Havelock North kicked-off the biggest Anzac Day commemorations in Hawke's Bay in more than half-a-century yesterday when about 3000 people attended a combined schools service inspired by a project studying World War I.
About 2500 pupils from the village's eight schools took part, watched by a growing crowd of parents and onlookers taking the total past the 2779 New Zealanders killed in the eight-months of horror that followed the Gallipoli landing 100 years ago today.
It was possibly also the biggest gathering of school students in Hawke's Bay for any purpose in many years - at least in the "non-competitive sense," said Woodford House head of social sciences Rachel Roberts, whose students came up with the idea at the end of last year.
It reminded some of the national pride of the parade and festivals era of the 1950s and 1960s, and continued a reawakening among young people eager to learn about the service of their forebears who fought for their country in the wars.
There were tributes from each of the schools, with pupils ranging in age from 5 to 18, but it also honoured those who looked after things at home, waiting in hope for the return of loved ones serving in the two world wars, in 1914-1918 and 1939-1945, and other conflicts abroad.
It seemed to be a particularly poignant hour for 10-year-old Cassius Solomon, the right breast of his Hereworth school blazer sagging under the weight of the Africa Star and other medals awarded to great-grandfather Walter Solomon for service in World War II.
The boy's father, Mark Solomon, said studying the war years had sparked his son's interest in researching Walter Solomon's war record.
The service, which opened with the piping of Amazing Grace, included readings and among those representing the schools was Woodford House pupil Sarah Ardin and Havelock North High School's Max Cooper, who will speak on behalf of "youth" at today's Hastings District civic service.

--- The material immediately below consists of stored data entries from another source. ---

PR #5333, opened 2026-04-22
Fall back to free-form shipping line when no WC rate matches

### LINKED ISSUE #5342: Agentic Commerce orders lost when session shipping rate doesn't match any configured WC method
### Description

Agentic Commerce `checkout.session.completed` webhooks silently lose the order and log `Failed to create agentic order from checkout session` whenever the Stripe session's chosen shipping rate can't be matched to a configured WooCommerce shipping method.

Two distinct failure modes both end up in this bucket:

1. **No matching WC rate.** `WC_Stripe_Agentic_Commerce_Order_Mapper::map_shipping()` hard-fails when the chosen `shipping_rate` carries neither a `metadata.wc_rate_id` (produced by the `customize_checkout` response) nor a `display_name` that matches a configured WC shipping method. This happens whenever Stripe or the agent supplies its own canned rate (e.g. `"Expedited"`) instead of one emitted by our `customize_checkout` response — for example if the `customize_checkout` webhook never reached the merchant, or if the agent platform has default rates that don't correspond to any WC zone method. The mapper's outer try/catch deletes the in-progress order and nothing is recorded. (Since `customize_checkout` itself previously failed on non-numeric SKUs — fixed in #5332 — real traffic is now landing on this path.)
2. **Null WC session under Action Scheduler / WP Cron.** `WC_Shipping::calculate_shipping_for_package()` reads per-package rate caches from `WC()->session`, which is `null` in Action Scheduler / WP Cron context because no HTTP request bootstraps it. The agentic checkout flow runs entirely under Action Scheduler, so `calculate_shipping()` throws `Call to a member function get() on null` before it can return any rates, and the outer try/catch then deletes the order.

### Steps to reproduce

**Failure mode 1 — unmatched shipping rate:**

1. Configure an Agentic Commerce integration (requires #5331 and #5332).
2. Complete an agentic checkout where Stripe delivers a `checkout.session.completed` whose `shipping_cost.shipping_rate` has no `metadata.wc_rate_id` and whose `display_name` doesn't match any configured WC shipping method (e.g. Stripe-side default `"Expedited"`).
3. Tail `wp-content/uploads/wc-logs/woocommerce-gateway-stripe-*.log`.
4. Observe `Failed to create agentic order from checkout session` and confirm no order exists.

**Failure mode 2 — null session under Action Scheduler:**

1. Complete an agentic checkout for a session whose chosen rate does carry a valid `wc_rate_id`.
2. Observe the webhook fail with `Call to a member function get() on null` originating from `WC_Shipping::calculate_shipping_for_package` when processed from Action Scheduler.
3. Confirm no order is created.

### Expected behavior

- When the WC session is null, the mapper should initialize it (`WC()->initialize_session()`) so `calculate_shipping()` can read/write from session caches as it expects.
- When shipping calculation throws for any other reason (third-party shipping method bugs, cron-unfriendly code elsewhere), the mapper should treat that as "no rates available" rather than destroying the order.
- When the session's chosen rate has no matching WC rate, the mapper should create the order anyway with a free-form shipping line (`method_id = stripe_agentic`, `method_title = display_name`, `total = amount_shipping`) and log a warning that includes the session ID, Stripe rate details, and the list of WC rates that were actually calculated — so the shipping-zone gap is visible without blocking the order.

### Additional context

- Fix in #5333 (covers both failure modes).
- Depends on #5331 (detection) and #5332 (line-item SKU lookup); without them the webhook never reaches `map_shipping`.
- The mapper's outer try/catch behavior (delete the partial order) is intentional for fatal mapping errors, but shipping-rate mismatch and AS/cron session nullity shouldn't qualify as fatal.

wjrosa:
Fixes STRIPE-1105
Fixes #5342

Two related failures in `WC_Stripe_Agentic_Commerce_Order_Mapper::map_shipping()` were silently losing Agentic Commerce orders. The PR makes both paths land an order and log the gap instead of triggering the outer try/catch that deletes the in-progress order.

**1. Free-form fallback when no WC rate matches.** The mapper used to throw whenever the chosen Stripe `shipping_rate` had neither a `metadata.wc_rate_id` nor a `display_name` matching a configured WC shipping method. That happens whenever Stripe/the agent supplies a canned rate (e.g. `customize_checkout` never reached the merchant, or the agent has defaults like `"Expedited"`). Now the mapper creates a `WC_Order_Item_Shipping` with `method_id = 'stripe_agentic'`, `method_title = display_name`, `total = convert_from_stripe_amount(total_details.amount_shipping, currency)`, and logs the session id, Stripe rate details, and the WC rates that *were* calculated.

**2. Session bootstrap + Throwable guard around `calculate_shipping()`.** Under Action Scheduler / WP Cron there's no HTTP request to bootstrap `WC()->session`, which `calculate_shipping_for_package()` reads from. The agentic flow runs entirely under AS, so `calculate_shipping()` was throwing `Call to a member function get() on null` and the mapper dropped the order. Two defenses:
- Call `WC()->initialize_session()` when the session is null.
- Wrap `calculate_shipping()` + `get_packages()` in `try/catch(Throwable)` so a broken third-party shipping method or null-session `Error` (which the outer Exception handler wouldn't catch) falls through to the free-form fallback above.

Since `customize_checkout` previously failed entirely on non-numeric SKUs (fixed in #5332), real traffic is now hitting these paths.

### How can this code break?
- Merchants who relied on unmatched shipping rates *blocking* order creation will now receive those orders with a free-form line. Mitigated by the warning log and the namespaced `stripe_agentic` `method_id` (filterable / auditable). Explicit tradeoff: lost orders are worse than mismatched shipping lines for agentic commerce's current rollout.
- A broken `WC()->initialize_session()` factory could raise here. The outer `try/catch(Throwable)` around `calculate_shipping()` keeps that from cascading into an order deletion.
- Missing/zero `total_details.amount_shipping` produces a zero-total shipping row, which WooCommerce handles natively.

## Testing instructions

1. `npm run test:php -- --filter 'WC_Stripe_Agentic_Commerce_Order_Mapper_Test'` — the new fallback + Throwable-recovery tests pass alongside the existing `wc_rate_id` / single-rate / display-name-match cases.
2. `npm run phpstan` — clean for files this PR touches.
3. Fire an agentic `checkout.session.completed` webhook where `shipping_cost.shipping_rate` has no `metadata.wc_rate_id` and a `display_name` no WC method matches. Order should land with `method_id = stripe_agentic`, `method_title = display_name`, `total = amount_shipping`, `verify_order_total` passing, and a warning log recorded.
4. Repeat (3) under Action Scheduler / WP Cron (so `WC()->session` is `null` at entry). Confirm no `get() on null` error and the order is created.
5. Sanity-check the happy path: a session whose chosen rate has a valid `wc_rate_id` should still use the real WC shipping line, not the fallback.

---

-   [x] Tested on mobile (or does not apply) — server-side webhook; no UI surface.

### Changelog entry

* Fix - Stop Agentic Commerce checkout.session.completed orders from failing on null WC sessions or shipping rates that don't match any configured WC method

**Post merge**


wjrosa:
Added a second commit ([f7cad1dc3](https://github.com/woocommerce/woocommerce-gateway-stripe/pull/5333/commits/f7cad1dc3)) that addresses the root cause surfaced while testing: `WC_Shipping::calculate_shipping_for_package` reads from `WC()->session`, which is `null` under Action Scheduler / WP Cron — where `checkout.session.completed` actually runs. The result was a PHP `Error` ("Call to a member function get() on null") that didn't reach the existing `catch (Exception)` clauses, so orders were silently left in `pending`.

Two defenses now live alongside the free-form fallback in `map_shipping()`:

1. `WC()->initialize_session()` if the session is `null`, so shipping methods get a working session and the happy path (matching a `wc_rate_id`) can actually return real rates.
2. `try/catch (Throwable)` around `calculate_shipping()` + `get_packages()`. Any failure now logs a warning and treats the rate list as empty, which flows naturally into the existing free-form fallback.

Together: B restores correctness when `customize_checkout` did populate `wc_rate_id`; A keeps the webhook from losing orders when third-party shipping/tax code misbehaves in a cron context.

includes/agentic-commerce/class-wc-stripe-agentic-commerce-order-mapper.php
```diff
@@ -450,9 +450,34 @@ private function map_shipping( WC_Order $order, WC_Stripe_Agentic_Checkout_Sessi
...
+				'Agentic order mapper: WC shipping calculation failed; will use free-form shipping line.',
+				[
+					'session_id' => $session->get_id(),
+					'error'      => $e->getMessage(),
+					'exception'  => get_class( $e ),
+					'file'       => $e->getFile(),
+					'line'       => $e->getLine(),
+				]
+			);
+		}
```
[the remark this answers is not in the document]
wjrosa: Fixed in [7fef1aa5](https://github.com/woocommerce/woocommerce-gateway-stripe/commit/7fef1aa5). Moved `WC()->initialize_session()` (and its explanatory comment) inside the existing `try { ... } catch (Throwable $e)` block so any `Error`/`TypeError` from a broken session handler now falls through to the free-form shipping fallback instead of escaping past the outer `catch (Exception)` and leaving the order in pending.

includes/agentic-commerce/class-wc-stripe-agentic-commerce-order-mapper.php
```diff
@@ -450,9 +450,34 @@ private function map_shipping( WC_Order $order, WC_Stripe_Agentic_Checkout_Sessi
...
-		$wc_shipping->calculate_shipping( [ $package ] );
-		$packages = $wc_shipping->get_packages();
-		$rates    = $packages[0]['rates'] ?? [];
+		// Under Action Scheduler / WP Cron there's no HTTP request to
+		// bootstrap WC()->session, which WC_Shipping::calculate_shipping_for_package
+		// reads from. Initialize it lazily so shipping methods can cache and
+		// return rates normally.
+		if ( null === WC()->session ) {
+			WC()->initialize_session();
+		}
```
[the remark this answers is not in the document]
wjrosa: Fixed in [7fef1aa5](https://github.com/woocommerce/woocommerce-gateway-stripe/commit/7fef1aa5) — moved the `WC()->initialize_session()` guard inside the `try { ... } catch (Throwable)` block. Good catch — a non-existent class from a filter would surface as an `Error`, not an `Exception`, and would have slipped past both handlers.

wjrosa:
Addressed CodeRabbit + Claude bot review feedback in [7fef1aa5](https://github.com/woocommerce/woocommerce-gateway-stripe/commit/7fef1aa5):

**Inline (Major):** `WC()->initialize_session()` is now inside the `try { ... } catch (Throwable $e)` block. If a broken `woocommerce_session_handler` filter (non-existent class, etc.) raises a PHP `Error`, it's caught and falls through to the free-form shipping fallback — instead of escaping past the outer `catch (Exception)` and leaving the order stuck in pending.

**Outside diff — stale `@throws` docblock:** Updated `map_shipping()` to document the new step 4 (free-form fallback) in the priority list, and corrected the `@throws` contract so it only claims to throw when `WC()->shipping()` is unavailable.

**Outside diff — missing test for `Throwable` recovery path:** Added `test_shipping_falls_back_to_free_form_line_when_calculation_throws`. It hooks `woocommerce_package_rates` with a callback that throws an `Error` (exercising the specific branch where `Exception` wouldn't suffice), then asserts the order is created with `method_id = 'stripe_agentic'`, `method_title = display_name`, and the Stripe amount. The filter is removed and shipping cache reset in `finally`.

Local results:
- `--filter WC_Stripe_Agentic_Commerce_Order_Mapper_Test` — new test passes, no regressions.
- `npm run phpstan` — clean.

changelog.txt
```diff
@@ -1,6 +1,8 @@
 *** Changelog ***
 
 xxxx-xx-xx - version 10.7.0
+* Fix - Initialize the WooCommerce session and guard the shipping calculation in the Agentic Commerce order mapper so Action Scheduler / WP Cron runs of the checkout.session.completed webhook no longer fail on a null session or a misbehaving shipping method
+* Fix - Create Agentic Commerce orders with a free-form shipping line when the session's chosen shipping rate has no wc_rate_id metadata and its display_name does not match any configured WC shipping method, instead of hard-failing
```
malithsen: Do we need two entries? Personally, given that this feature is unreleased, I'd avoid the "Fix" entries altogether.

includes/agentic-commerce/class-wc-stripe-agentic-commerce-order-mapper.php
```diff
@@ -477,21 +508,52 @@ private function map_shipping( WC_Order $order, WC_Stripe_Agentic_Checkout_Sessi
...
+						return [
+							'id'    => $rate->get_id(),
+							'label' => $rate->get_label(),
+							'cost'  => $rate->get_cost(),
+						];
+					},
+					$rates
+				),
+			]
+		);
```
daledupreez: Should we also add an order note so the details are shown in a somewhat contextual location relative to the order?

includes/agentic-commerce/class-wc-stripe-agentic-commerce-order-mapper.php
```diff
@@ -477,21 +508,52 @@ private function map_shipping( WC_Order $order, WC_Stripe_Agentic_Checkout_Sessi
...
+			$order->add_item( $shipping_item );
+			return;
 		}
 
+		// No WC rate matched. This happens when Stripe/the agent supplies a
+		// shipping rate that did not originate from our customize_checkout
+		// response (so there is no wc_rate_id metadata), and the display name
+		// does not match any configured WC shipping method. Rather than hard
+		// failing and losing the order, fall back to a free-form shipping line
+		// using Stripe's display name and amount so downstream totals match.
```
daledupreez: I think we can make this comment shorter.
```suggestion
		// No WC rate matched. This can happen when Stripe/the agent supplies a
		// shipping rate that does not include matching wc_rate_id metadata and the display name
		// does not match any configured WC shipping method.
		// When this occurs, we create the order and use `stripe_agentic` as the shipping method.
```

daledupreez:
> 3. Trigger an agentic `checkout.session.completed` for a session whose `shipping_cost.shipping_rate` has no `metadata.wc_rate_id` and whose `display_name` doesn't match any configured WC shipping method.
> 4. Trigger the same webhook under Action Scheduler (i.e. process it via a queued WP Cron job rather than synchronously), ensuring WC()->session is null at entry. Confirm the mapper initializes the session, calculate_shipping() runs without the get() on null error, and the order is created.
> 5. Sanity-check a happy-path session whose chosen rate does carry a valid wc_rate_id matching a configured WC method — the order should still use the real WC shipping line, not the stripe_agentic fallback.

@wjrosa, can you please include more specific testing details? I don't know how to trigger any of these events, especially with the specificity mentioned in the instructions.

wjrosa:
Unit tests issues unrelated. Fixed in https://github.com/woocommerce/woocommerce-gateway-stripe/pull/5366

wjrosa:
@daledupreez Actually, I am not sure if it is possible to manually test this PR. We may need to rely on the new unit tests for it.

Basically, this PR fixed an issue with the agentic commerce demo store x Stripe demo site integration (for the Stripe Sessions event). Since the shipping methods on the Stripe demo site were not available in the demo store (the Woo instance), the hook event handler failed, resulting in orders not being created. With this change, if we cannot find a matching shipping method, we dynamically create it as an inline item.

We don't currently have a "shipping methods sync" feature (and I don't think it makes sense). And the provided CSV file did not contain the methods in an "importable" way.

includes/agentic-commerce/class-wc-stripe-agentic-commerce-order-mapper.php
```diff
@@ -477,21 +502,49 @@ private function map_shipping( WC_Order $order, WC_Stripe_Agentic_Checkout_Sessi
...
+			$order->add_item( $shipping_item );
+			return;
 		}
 
+		// No WC rate matched (Stripe/agent supplied a rate from outside our
+		// customize_checkout response). Fall back to a free-form shipping line
+		// so the order still lands and downstream totals balance.
+		$stripe_amount = $session->get_shipping_amount();
+		$currency      = $session->get_currency() ?? '';
+		$total         = null !== $stripe_amount
```
malithsen, line 533: Question: Does `$stripe_amount` include tax? If so, would this result in double-taxed shipping taxes?

malithsen (commented):
>  this PR fixed an issue with the agentic commerce demo store x Stripe demo site integration (for the Stripe Sessions event). Since the shipping methods on the Stripe demo site were not available in the demo store (the Woo instance), the hook event handler failed, resulting in orders not being created.


Is this change meant to be a permanent fix or a temporary workaround to get the demo store working? If it's the latter, would it make sense to patch the demo site directly?

changelog.txt
wjrosa: Not really, but I fixed that by updating the branch with `develop`

includes/agentic-commerce/class-wc-stripe-agentic-commerce-order-mapper.php
wjrosa: No, `total_details.amount_shipping` is Stripe's pre-tax shipping subtotal — tax is rolled into `amount_tax` separately. The shipping item is set at the pre-tax total here, and `verify_order_total()`'s `$order->calculate_totals()` is the single point where WC's tax engine adds shipping tax on top. So no double-tax in this path.

(The bigger assumption — that local WC tax config matches Stripe's `amount_tax` — exists across the whole mapper, not just this fallback.)

wjrosa:
@malithsen This fallback should be permanent, as it avoids issues when we cannot find a matching shipping option and ensures orders are created correctly regardless.

The issue with Stripe's demo site is that they already had the catalog of products and shipping methods, and we had to match that on the store side. The CSV they provided doesn't follow a format that Woo recognizes by default, so it was difficult to replicate.

This should not happen in live environments when we launch the feature, as merchants would have full control of their products and shipping methods. And the flow would be true agentic, not using a mocked AI chat (the current demo).

includes/agentic-commerce/class-wc-stripe-agentic-commerce-order-mapper.php
```diff
@@ -477,21 +502,49 @@ private function map_shipping( WC_Order $order, WC_Stripe_Agentic_Checkout_Sessi
...
+			? WC_Stripe_Helper::convert_from_stripe_amount( $stripe_amount, $currency )
+			: 0;
+
+		WC_Stripe_Logger::warning(
```
daledupreez: I think we should make this an error to ensure it gets written to the log -- I believe warnings are only written to the log when logging is enabled.
```suggestion
		WC_Stripe_Logger::error(
```

daledupreez (commented):
The changes look OK to me based on inspection, but I think we also need to add an order note when this occurs so the exception is shown in context, not just in the Stripe logs. And I think we should upgrade the warning to an error for additional visibility.

includes/agentic-commerce/class-wc-stripe-agentic-commerce-order-mapper.php
wjrosa: Done in 963573e70 — switched to `WC_Stripe_Logger::error`.

includes/agentic-commerce/class-wc-stripe-agentic-commerce-order-mapper.php
wjrosa: Done in 963573e70.

includes/agentic-commerce/class-wc-stripe-agentic-commerce-order-mapper.php
wjrosa: Good call — added in 963573e70. Note records the unmatched rate's display name and amount, and a test asserts on it.

malithsen (approved):
Changes look good to me on inspection.

includes/agentic-commerce/class-wc-stripe-agentic-commerce-order-mapper.php
```diff
@@ -489,22 +514,60 @@ private function map_shipping( WC_Order $order, WC_Stripe_Agentic_Checkout_Sessi
...
-		$shipping_item->set_total( $matched_rate->get_cost() );
+		$shipping_item->set_method_title( $display_name );
+		$shipping_item->set_method_id( 'stripe_agentic' );
+		$shipping_item->set_total( (string) $total );
 		$order->add_item( $shipping_item );
+
+		$order->add_order_note(
+			sprintf(
+				/* translators: 1: shipping rate label from Stripe, 2: formatted shipping amount */
+				__( 'Agentic Commerce: chosen shipping rate "%1$s" (%2$s) did not match any configured WooCommerce shipping method. Recorded as a free-form shipping line.', 'woocommerce-gateway-stripe' ),
```
daledupreez: We need to specify that this is Stripe agentic commerce.
```suggestion
				__( 'Stripe Agentic Commerce: chosen shipping rate "%1$s" (%2$s) did not match any configured WooCommerce shipping method. Recorded as a free-form shipping line.', 'woocommerce-gateway-stripe' ),
```

daledupreez (approved):
Changes look good to me based on inspection. I'll update the order note text, and then get this merged.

It closed with the trumpet calls of the Last Post and the Reveille, before representatives of each school left to lay wreaths at the Havelock North Cenotaph.
Mrs Roberts was impressed with the way schools, the community and the Hastings District Council had come together, and the support of Woodford House pupil Abigail May, who was unable to be there. She is in Gallipoli as a result of her success in the RSA's Cyril Bassett VC Speech Competition, from which she gifted her $1000 prize towards the costs of yesterday's service.
"It exceeded expectations, the weather came on board, and now we will work through how it went," Mrs Roberts said, when asked whether the event, staged because of the Gallipoli centennial, might spawn an annual schools commemoration. "Everything's in place."
Hundreds of thousands of people are expected at Anzac Day Gallipoli-landing centenary commemorations nationwide today, including dawn parades and late-morning civic and village services across Hawke's Bay.